There is one thing about the function names that I wanted to point out. The auparse_normalizer functions are all prefixed with aup_. There were some unfortunate naming collisions that necessitated the change in names.

Another thing to notice is that the normalizer metadata functions can throw exceptions. They are always a RuntimeError whenever the function would have returned NULL as a C function. The above program also shows how to read a file from stdin which is descriptor 0. Below is some sample output:

ausearch --start today --raw | ./test3.py

---
event:  SYSCALL
  event-kind: audit-rule
  session: 4
  subject.primary: auid = sgrubb
  subject.secondary: uid = sgrubb
  action: opened-file
  object.primary: name = /etc/audit/auditd.conf
  object-kind: file
  how: /usr/sbin/ausearch
---
event:  SYSCALL
  event-kind: audit-rule
  session: 4
  subject.primary: auid = sgrubb
  subject.secondary: uid = sgrubb
  action: opened-file
  object.primary: name = /etc/audit/auditd.conf
  object-kind: file
  how: /usr/sbin/ausearch



Conclusion
The auparse python bindings can be used whenever you want to manipulate audit data via python.
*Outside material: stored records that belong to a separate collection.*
PR #212, opened 2026-06-28
chore: disable printpdf default features (unused html deps)

KarimJerbi:
printpdf's default = ["html"] pulled in azul-layout, rust-fontconfig, kuchiki, xmlparser and their transitive trees (~40+ crates including two with cdylib targets) — none of which are used by the project's PDF export (only basic primitives like Mm, Line, Polygon, Rgb).

Also fixes a MinGW linker error (export ordinal too large: 100035) triggered when ld.bfd tries to build a DLL for printpdf with >65535 exported symbols.

### DIFF
--- a/Cargo.lock
+++ b/Cargo.lock
@@ -80,7 +80,7 @@ dependencies = [
  "encoding_rs",
  "flate2",
  "indexmap",
- "itoa 1.0.18",
+ "itoa",
  "nalgebra",
  "nom 7.1.3",
  "once_cell",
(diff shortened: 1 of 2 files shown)


HakanSeven12:
Merged into `main` via cherry-pick as 3d23c45 (authorship preserved). Verified: `pdf_export` builds clean with `default-features = false` (all primitives used — Op/PdfDocument/Line/Polygon/Rect/CurTransMat/Rgb — are core, none html-gated), and azul-layout/kuchiki/rust-fontconfig/xmlparser trace only to printpdf so nothing else breaks. Cargo.lock reconciled against main's acadrust patch and validated by a full build. Thanks!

This might be preferable in some cases where you want to create a Jupyter notebook with some reports inside. Another possibility is that you can go straight to Keras, Theano, or TensorFlow in the same application. We will eventually cover machine learning and the audit logs. It'll take some time to get there because there are a lot of prerequisite setups that you would need to do.